Stored entries:
######

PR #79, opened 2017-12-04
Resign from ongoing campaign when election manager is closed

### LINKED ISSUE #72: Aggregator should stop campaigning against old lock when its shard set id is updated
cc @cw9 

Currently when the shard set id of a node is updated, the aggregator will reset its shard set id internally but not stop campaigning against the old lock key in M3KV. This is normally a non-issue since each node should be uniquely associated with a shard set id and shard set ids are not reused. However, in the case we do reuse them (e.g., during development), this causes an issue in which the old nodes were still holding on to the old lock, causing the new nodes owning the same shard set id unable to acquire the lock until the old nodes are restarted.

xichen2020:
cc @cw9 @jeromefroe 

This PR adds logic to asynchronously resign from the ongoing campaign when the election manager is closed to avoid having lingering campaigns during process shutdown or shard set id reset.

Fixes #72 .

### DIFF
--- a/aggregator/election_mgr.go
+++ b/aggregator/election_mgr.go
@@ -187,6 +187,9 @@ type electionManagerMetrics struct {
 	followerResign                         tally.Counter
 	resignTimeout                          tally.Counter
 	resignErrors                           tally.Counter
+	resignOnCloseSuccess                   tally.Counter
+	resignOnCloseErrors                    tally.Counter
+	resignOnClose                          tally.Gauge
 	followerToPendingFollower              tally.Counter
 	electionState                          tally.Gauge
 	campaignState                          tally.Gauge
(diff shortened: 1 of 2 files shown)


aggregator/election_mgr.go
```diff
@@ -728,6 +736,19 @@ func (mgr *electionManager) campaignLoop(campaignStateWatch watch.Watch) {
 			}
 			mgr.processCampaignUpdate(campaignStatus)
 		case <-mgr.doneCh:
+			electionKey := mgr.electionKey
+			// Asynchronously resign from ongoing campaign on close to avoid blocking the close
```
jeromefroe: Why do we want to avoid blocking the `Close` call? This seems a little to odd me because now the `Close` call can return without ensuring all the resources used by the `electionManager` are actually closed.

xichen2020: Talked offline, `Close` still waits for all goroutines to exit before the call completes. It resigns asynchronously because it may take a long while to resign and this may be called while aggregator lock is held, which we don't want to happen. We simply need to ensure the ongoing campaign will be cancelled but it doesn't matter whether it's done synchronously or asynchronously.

######

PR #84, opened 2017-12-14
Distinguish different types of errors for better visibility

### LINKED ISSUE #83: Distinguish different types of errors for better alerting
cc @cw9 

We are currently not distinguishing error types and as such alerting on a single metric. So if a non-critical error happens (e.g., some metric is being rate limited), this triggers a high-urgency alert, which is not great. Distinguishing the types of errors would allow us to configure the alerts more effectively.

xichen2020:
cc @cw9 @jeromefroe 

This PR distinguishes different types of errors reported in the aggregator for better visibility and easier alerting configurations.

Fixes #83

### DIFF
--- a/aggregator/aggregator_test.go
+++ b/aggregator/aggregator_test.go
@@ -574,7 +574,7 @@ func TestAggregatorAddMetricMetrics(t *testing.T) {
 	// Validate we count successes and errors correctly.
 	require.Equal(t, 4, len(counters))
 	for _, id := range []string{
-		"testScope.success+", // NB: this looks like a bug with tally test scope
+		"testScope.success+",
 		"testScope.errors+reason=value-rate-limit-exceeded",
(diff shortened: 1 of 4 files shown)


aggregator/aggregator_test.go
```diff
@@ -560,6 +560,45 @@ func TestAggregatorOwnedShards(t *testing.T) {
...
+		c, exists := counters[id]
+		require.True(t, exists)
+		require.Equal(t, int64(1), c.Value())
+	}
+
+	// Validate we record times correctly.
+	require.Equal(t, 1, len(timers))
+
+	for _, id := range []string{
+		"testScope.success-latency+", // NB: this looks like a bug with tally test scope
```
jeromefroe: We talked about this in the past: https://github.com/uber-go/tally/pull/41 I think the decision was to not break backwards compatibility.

######

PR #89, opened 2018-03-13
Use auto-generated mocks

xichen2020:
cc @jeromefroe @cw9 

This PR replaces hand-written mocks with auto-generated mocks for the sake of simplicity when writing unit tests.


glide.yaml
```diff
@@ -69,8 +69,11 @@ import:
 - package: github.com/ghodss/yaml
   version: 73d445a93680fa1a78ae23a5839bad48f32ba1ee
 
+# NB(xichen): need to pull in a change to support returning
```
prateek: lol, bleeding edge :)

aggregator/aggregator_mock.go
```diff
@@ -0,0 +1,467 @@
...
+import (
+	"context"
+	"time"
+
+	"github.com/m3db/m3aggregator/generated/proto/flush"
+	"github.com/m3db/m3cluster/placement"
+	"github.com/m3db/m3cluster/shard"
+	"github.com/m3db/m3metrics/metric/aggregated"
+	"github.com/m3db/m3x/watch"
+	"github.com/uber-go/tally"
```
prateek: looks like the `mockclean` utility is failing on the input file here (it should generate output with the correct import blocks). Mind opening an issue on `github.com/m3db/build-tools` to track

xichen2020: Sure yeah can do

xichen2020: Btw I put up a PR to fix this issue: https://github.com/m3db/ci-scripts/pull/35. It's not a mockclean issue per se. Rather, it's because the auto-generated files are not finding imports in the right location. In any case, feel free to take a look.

######

* _Exercise_: Copy out every line of the data that includes "take".

* _Solution for this exercise_:
xichen2020: Talked offline, `Close` still waits for all goroutines to exit before the call completes. It resigns asynchronously because it may take a long while to resign and this may be called while aggregator lock is held, which we don't want to happen. We simply need to ensure the ongoing campaign will be cancelled but it doesn't matter whether it's done synchronously or asynchronously.
xichen2020: Btw I put up a PR to fix this issue: https://github.com/m3db/ci-scripts/pull/35. It's not a mockclean issue per se. Rather, it's because the auto-generated files are not finding imports in the right location. In any case, feel free to take a look.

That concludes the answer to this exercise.